─── Data shown

PR #2500, opened 2026-09-16
feat(bootloader): operator force-fail bit for L1->L2 transactions

ninolipartiia:
## What

Lets the operator mark an individual L1→L2 (priority) transaction as failed before any of its code runs, and records every such failure on-chain. Bootloader only; no L1 contract changes.

**Force-fail bit.** Each transaction the operator hands to the bootloader comes with a small metadata word. In proved batches that word now carries one extra bit: *force-fail*. When it is set, the bootloader does not execute the transaction. It still does everything it would do for a transaction that reverted on its first instruction: the tx is recorded as failed, the deposited value is refunded on L2 minus the operator fee, the failure status log is sent to L1, and the priority queue advances past the transaction. Nothing the transaction would have done — sender context, value mint, calls — happens. The bit is only meaningful for priority operations; setting it on an upgrade or L2 transaction, or setting any other unexpected bit in the metadata word, aborts the batch. Playground batches validate the word the same way, with byte 31 reserved for the server-side execution mode as before.

**On-chain record.** A force-failed transaction and a genuinely reverted one would otherwise look identical on L1. So, for each force-failed transaction, the bootloader sends a second L2→L1 log alongside the usual status log: a fixed key identifying "force-failed", with the transaction's canonical hash as the value. The status log itself is unchanged, so failed-deposit claims and status proofs work exactly as before; the new log just makes the operator's decision visible, in the L2→L1 log tree when the batch is committed and as an `L2ToL1LogSent` event on L2.

**L1 settlement only.** The bit is accepted only when the batch settles on the chain's L1 (`currentSettlementLayerChainId == L1_CHAIN_ID`, read from `L2AssetTracker`); on any other settlement layer the batch aborts. Gateway does not currently accept the marker log, and refusing the bit there is cheaper and safer than shipping a batch that can never execute.

## Why

Priority operations are consumed strictly in serial-ID order and cannot be skipped. This adds an operational escape hatch: the operator can consume a specific priority op as failed without executing its payload. The mechanism is deliberately minimal — an explicit per-tx bit, no policy in the bootloader; the server side decides when to set it.

## Trust-model note

This gives the operator the ability to fail any individual L1→L2 transaction. The failure is committed on L1 and attributable via the extra log. Bridged funds remain recoverable via `claimFailedDeposit`. The L2 gas fee is not: a force-failed tx burns its full execution gas, the same as a reverting L1→L2 tx today (`nearCallPanic` after `executeL1Tx` returns 0). The bootloader hash is per protocol version, so every chain on the version gets the capability.

## Verification

- Unit tests for `validateProvedTxMeta` (accept `0x0001`/`0x0101`; reject `0x0201`, `0x0100`, `0x0002`) and `validatePlaygroundTxMeta` (byte 31 masked; same rejections).
- Integration tests in the bootloader harness: a force-failed priority op with and without a gas price, its natural-revert baseline (fixture `4.json` reverts in the target: same status log, balances and priority-queue accounting, no marker), an unchanged priority op, rejection on upgrade and L2 transactions, rejection off L1 settlement, and the loop validating the meta word it reads. Harness: 44/44 pass.
- L1 side: `ProvingL2LogsInclusion.t.sol` proves the marker and status logs from the same batch.
- `AllContractsHashes.json` recomputed with the pinned toolchain (foundry-zksync 0.1.5, zksolc 1.5.11, era-solidity 0.8.28-1.0.2): only the five bootloader variants change, and `calculate-hashes:check` passes.


0xVolosnikov (commented):
[AI-review] For the intended L1-only deployment, please add an explicit settlement guard and keep comments limited to current behavior and test expectations. The L1 status/marker proof test passed locally.

system-contracts/bootloader/bootloader.yul
```diff
@@ -1239,6 +1260,17 @@ object "Bootloader" {
...
                     sendL2LogUsingL1Messenger(true, canonicalL1TxHash, success)
 
+                    // Operator-requested failures are otherwise indistinguishable from reverts. Record them so
+                    // watchers can react within the execution delay and users can prove the failure was forced.
+                    //
+                    // Only for chains settling on L1: elsewhere `executeBatches` passes every bootloader-sent
+                    // log to `GWAssetTracker._handlePotentialFailedDeposit`, which reads `key` as a relayed
+                    // priority op's canonical hash and reverts with `InvalidCanonicalTxHash`, making the
+                    // batch unexecutable.
+                    if forceFail {
```
0xVolosnikov, line 1291: [AI-review] Please reject `forceFail` before transaction processing unless the settlement layer is the configured L1; do not hardcode chain ID 1 or silently omit the marker. Test L1 success with both logs, rejection on other settlement layers, and unchanged ordinary transactions. A sufficient comment is: `Force-fail is supported only for batches settling on L1.`

system-contracts/bootloader/bootloader.yul
```diff
@@ -3031,7 +3073,21 @@ object "Bootloader" {
                 // Clean everything else in the word
                 ret := and(ret, 0xFF)
             }
-            <!-- @endif -->
+
+            /// @dev Returns the force-fail bit of a proved-batch `txMeta`, asserting the word is well formed.
+            /// Proved batches carry exactly: byte 0 = execute (1 here; the main loop already broke on 0),
+            /// byte 1 = forceFail (0 or 1), all other bytes 0. Anything else is a server bug and must not be
+            /// mistaken for a live transaction. Aborting the whole batch is the right response: `txMeta`
+            /// is operator-written, so a malformed word is a server bug that no user can cause.
```
0xVolosnikov: [AI-review] Keep the metadata layout and shorten this to: `Validates proved-batch metadata and returns the force-fail flag.` Remove the server-blame and safety assertions. Apply the same concise, behavior-focused wording to the type guards and marker-log comments; omit failure narratives and implementation-history discussion.

system-contracts/bootloader/bootloader.yul
```diff
@@ -4769,16 +4831,26 @@ object "Bootloader" {
...
                 <!-- @if BOOTLOADER_TYPE=='playground_batch' -->
                 {
                     let txMeta := mload(txPtr)
                     let processFlags := getWordByte(txMeta, 31)
+                    let forceFail := getWordByte(txMeta, 1)
                     debugLog("flags", processFlags)
+                    debugLog("forceFail", forceFail)
 
+                    // Playground `txMeta` is server-written too, and a word the proved bootloader would
+                    // reject must not replay here as a successful transaction.
```
0xVolosnikov: [AI-review] This check only validates the force-fail byte, so the comment overstates parity with proved-batch validation. Use: `Requires the force-fail byte to be Boolean.`

system-contracts/bootloader/test_infra/src/main.rs
```diff
@@ -20,32 +27,200 @@ use tracing_subscriber::util::SubscriberInitExt;
...
 
 fn get_balance_key(address: Address) -> StorageKey {
     let account_id = AccountTreeId::new(L2_BASE_TOKEN_ADDRESS);
     let key = get_address_mapping_key(&address, Default::default());
     StorageKey::new(account_id, key)
 }
 
+/// `L2AssetTracker` slots, from `forge inspect L2AssetTracker storageLayout`. zksync-era's
+/// `with_l1_base_token_minting` has the same, but the pinned rev predates it. Nothing ties them to
+/// `AssetTrackerBase.sol`: a layout change surfaces as a bare `Failed to mint ether`.
```
0xVolosnikov: [AI-review] Please use the contract initialization flow instead of hardcoded storage writes, consistent with AGENTS.md. Remove the pinned-revision history and failure narrative from this comment; document only the fixture setup that remains.

system-contracts/bootloader/tests/bootloader/bootloader_test.yul
```diff
@@ -208,7 +214,134 @@ function TEST_saturatingSub() {
...
+
+    mstore(testing_txDescriptionPtr(2), 0x0101)
+
+    testing_expectTxPanic(2)
+    // What `claimFailedDeposit` and `proveL1ToL2TransactionStatus` consume on L1 ...
+    testing_expectBootloaderLog(canonicalL1TxHash, 0)
+    // ... and nothing that lets the same hash prove as a success.
+    testing_expectNoBootloaderLog(canonicalL1TxHash, 1)
+    testing_expectBootloaderLog(forceFailedL1TxLogKey(), canonicalL1TxHash)
+    // The mint to the sender rolls back with the frame; the deposit goes to the refund recipient.
```
0xVolosnikov: [AI-review] The sender mint is skipped on this path, not rolled back. Use: `The sender receives no mint; the refund recipient receives the refundable amount.` Remove the `Unpinned` aside below, and shorten the fee-test comment to: `Checks the refund with a non-zero gas price.`

system-contracts/bootloader/tests/utils/test_utils.yul
```diff
@@ -48,13 +48,63 @@ function testing_testTransactionWillFailWith(message) {
     storeTestHookParam(0, $llvm_NoInline_llvm$_unoptimized(message))
     setTestHook(105)
 }
+// Post-execution expectations: test bodies run before the loop, so the runner checks these after.
+
+// Transaction `index` failed with empty returndata: a near-call panic, not a revert.
```
0xVolosnikov: [AI-review] Empty returndata alone does not distinguish a panic from a revert. Describe the assertion as `Expects transaction failure with empty returndata`, and use the same wording in the README. Consider renaming the helper to match what it checks.

0xVolosnikov (commented):
[AI-review] Checked the liveness side against the server. The proved-batch `txMeta` the state keeper writes is exactly `1` today and `0x101` with the flag set (the companion change puts the bit in byte 30 of the big-endian word and gates it on protocol version 33), so the strict equality in `validateProvedTxMeta` cannot reject a batch the server produces. The force-fail path ends in the same near-call panic as a first-instruction revert, so gas burned, operator payment, refund, status log and priority-queue accounting are identical. On L1 settlement the marker log is only folded into the logs tree root: commit parses system logs only, execute takes no per-log input, and the status-proof leaf is rebuilt as `(txHash, 0|1)`, so the marker cannot be replayed as a status. No correctness issues found.

One addition to the open comments: the Gateway limitation is recorded in three places, not one. Besides the `processL1Tx` comment, `GWAssetTrackerExtended.t.sol` adds a test whose only purpose is to assert that a force-failed batch cannot execute there, and the description has a section on it. Gateway settlement is out of scope for this branch; drop the test and the section rather than keeping the breakage on record.

l1-contracts/test/foundry/l1/unit/concrete/Bridge/AssetTracker/GWAssetTrackerExtended.t.sol
```diff
@@ -729,6 +730,68 @@ contract GWAssetTrackerExtendedTest is Test {
         assertEq(gwAssetTracker.chainBalance(CHAIN_ID, BASE_TOKEN_ASSET_ID), BASE_TOKEN_AMOUNT);
     }
 
+    /// @dev Characterization, not intent: `_handlePotentialFailedDeposit` rejects any bootloader log
+    ///      whose key is not a registered `balanceChange`, so force-failing on a Gateway-settled
+    ///      chain yields a batch that can never be executed. The fix belongs in the bootloader,
+    ///      which knows the settlement layer. Holds for any unregistered key, so it does not pin the
+    ///      marker's key — `TEST_systemLogKeys` does.
+    function test_ProcessLogsAndMessages_ForceFailMarkerLogReverts() public {
```
0xVolosnikov: [AI-review] This test only pins that a force-failed batch cannot execute on Gateway, which is out of scope for this branch. Please drop it together with the Gateway paragraph in `processL1Tx` and the `Known limitation` section of the description; a one-line comment on the marker log's current behavior is enough.

0xVolosnikov:
[AI-review] Test coverage looks good: the `txMeta` matrix, both type guards, in-loop validation, fee accounting and priority-queue accounting are all pinned, and the harness runs the proved-batch variant so the real loop path is exercised.

One gap: the equivalence with a first-instruction revert is the central claim, but the only comparison is against a successful transaction. A natural-revert baseline would close it cheaply with the helpers already in this PR:

- one more L1 fixture in `transaction_generator.rs` whose execution reverts deterministically (a system contract with a garbage selector, or value sent to one without a payable receive), regenerated as `4.json`;
- an `INT_TEST_l1TxRevertBaseline` mirroring `INT_TEST_forceFailL1Tx` on that fixture: status log 0, no success log, no marker key, sender and target at zero, refund recipient at `reserved0`;
- fold the third hash into `expectPriorityQueueAccounting` and bump the L1 counter to three.

This also pins that a natural revert emits no marker. The `testing_expectTxPanic` assertion can be left out for that fixture; balances and logs are what the equivalence rests on.

system-contracts/bootloader/test_infra/src/main.rs
```diff
@@ -20,32 +27,200 @@ use tracing_subscriber::util::SubscriberInitExt;
...
+            H256::from_low_u64_be(1),
+        ),
+        (
+            get_balance_key(BASE_TOKEN_HOLDER_ADDRESS),
+            u256_to_h256(U256::from(BASE_TOKEN_HOLDER_BALANCE)),
+        ),
+    ];
+
+    for (key, value) in slots {
+        storage.borrow_mut().set_value(key, value);
```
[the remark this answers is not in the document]
0xVolosnikov: [AI-review] Not actionable as written. The harness has no initialization flow: on a real chain this state is set by the genesis upgrade tx, and running that here is a large change unrelated to this PR. The server's own test helper (`with_l1_base_token_minting` in zksync-era) writes the same slots directly, so there is no real flow to copy. The runner already funds senders by writing balance slots. Keeping the slot writes is fine; the comment should just drop the fragility narrative. Resolving.

system-contracts/bootloader/test_infra/src/main.rs
0xVolosnikov: [AI-review] Retracting the initialization-flow part: the harness has no such flow, and zksync-era's own `with_l1_base_token_minting` helper writes the same slots directly. Keep the slot writes; the comment cleanup still stands.

system-contracts/bootloader/bootloader.yul
```diff
@@ -1239,6 +1260,17 @@ object "Bootloader" {
...
 
+                    // Operator-requested failures are otherwise indistinguishable from reverts. Record them so
+                    // watchers can react within the execution delay and users can prove the failure was forced.
+                    //
+                    // Only for chains settling on L1: elsewhere `executeBatches` passes every bootloader-sent
+                    // log to `GWAssetTracker._handlePotentialFailedDeposit`, which reads `key` as a relayed
+                    // priority op's canonical hash and reverts with `InvalidCanonicalTxHash`, making the
+                    // batch unexecutable.
+                    if forceFail {
+                        sendL2LogUsingL1Messenger(true, forceFailedL1TxLogKey(), canonicalL1TxHash)
```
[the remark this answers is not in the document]
0xVolosnikov: [AI-review] Addressed in 90af1394e: `processTx` now aborts with `forceFail off L1 settlement` unless the settlement layer equals the asset tracker's `L1_CHAIN_ID`, and `INT_TEST_forceFailOffL1Settle` pins it. Resolving.

system-contracts/bootloader/bootloader.yul
```diff
@@ -4769,16 +4831,26 @@ object "Bootloader" {
...
                     let processFlags := getWordByte(txMeta, 31)
+                    let forceFail := getWordByte(txMeta, 1)
                     debugLog("flags", processFlags)
+                    debugLog("forceFail", forceFail)
 
+                    // Playground `txMeta` is server-written too, and a word the proved bootloader would
+                    // reject must not replay here as a successful transaction.
+                    if gt(forceFail, 1) {
+                        assertionError("invalid txMeta")
+                    }
```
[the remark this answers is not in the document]
0xVolosnikov: [AI-review] Addressed in 90af1394e: `validatePlaygroundTxMeta` masks byte 31 and reuses the proved-batch check, so `0x0100` and `0x010001` are rejected; unit tests cover both. Resolving.

system-contracts/bootloader/bootloader.yul
0xVolosnikov: [AI-review] Addressed in 90af1394e. The L1 chain id is read from `L2AssetTracker` rather than hardcoded, the comment matches, and rejection off L1 plus the unchanged L1 paths are tested. Resolving.

system-contracts/bootloader/bootloader.yul
0xVolosnikov: [AI-review] Addressed in 90af1394e. Resolving.

system-contracts/bootloader/bootloader.yul
0xVolosnikov: [AI-review] Superseded by `validatePlaygroundTxMeta` in 90af1394e, which validates the full word. Resolving.

system-contracts/bootloader/test_infra/src/main.rs
0xVolosnikov: [AI-review] Comment cleaned up in 2b4652a1b. Resolving.

system-contracts/bootloader/tests/bootloader/bootloader_test.yul
0xVolosnikov: [AI-review] Addressed in 2b4652a1b. Resolving.

system-contracts/bootloader/tests/utils/test_utils.yul
0xVolosnikov: [AI-review] Renamed to `testing_expectTxFailureNoReturndata` with matching README wording in 2b4652a1b. Resolving.

l1-contracts/test/foundry/l1/unit/concrete/Bridge/AssetTracker/GWAssetTrackerExtended.t.sol
0xVolosnikov: [AI-review] Test and bootloader paragraph removed in 90af1394e/2b4652a1b. The description still has one sentence on Gateway not accepting the marker in the settlement paragraph; fine to leave or trim. Resolving.

0xVolosnikov:
[AI-review] Re-checked 90af1394e and 2b4652a1b. The settlement guard reads `L1_CHAIN_ID` from `L2AssetTracker` via the same scratch-memory pattern as the other system calls and only runs when the bit is set, so ordinary batches are untouched. Hashes are regenerated and CI is green on the new head. The natural-revert fixture and `INT_TEST_l1TxRevertBaseline` close the coverage gap raised above: same balances, status log and queue accounting as the force-failed case, with no marker. Nothing further from my side.

0xVolosnikov (approved):
LGTM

──────

Task directions:
Set down, exactly as written, each line of the data from its opening line through the one containing "mode as before.". Output nothing more.

Reply:
PR #2500, opened 2026-09-16
feat(bootloader): operator force-fail bit for L1->L2 transactions

ninolipartiia:
## What

Lets the operator mark an individual L1→L2 (priority) transaction as failed before any of its code runs, and records every such failure on-chain. Bootloader only; no L1 contract changes.

**Force-fail bit.** Each transaction the operator hands to the bootloader comes with a small metadata word. In proved batches that word now carries one extra bit: *force-fail*. When it is set, the bootloader does not execute the transaction. It still does everything it would do for a transaction that reverted on its first instruction: the tx is recorded as failed, the deposited value is refunded on L2 minus the operator fee, the failure status log is sent to L1, and the priority queue advances past the transaction. Nothing the transaction would have done — sender context, value mint, calls — happens. The bit is only meaningful for priority operations; setting it on an upgrade or L2 transaction, or setting any other unexpected bit in the metadata word, aborts the batch. Playground batches validate the word the same way, with byte 31 reserved for the server-side execution mode as before.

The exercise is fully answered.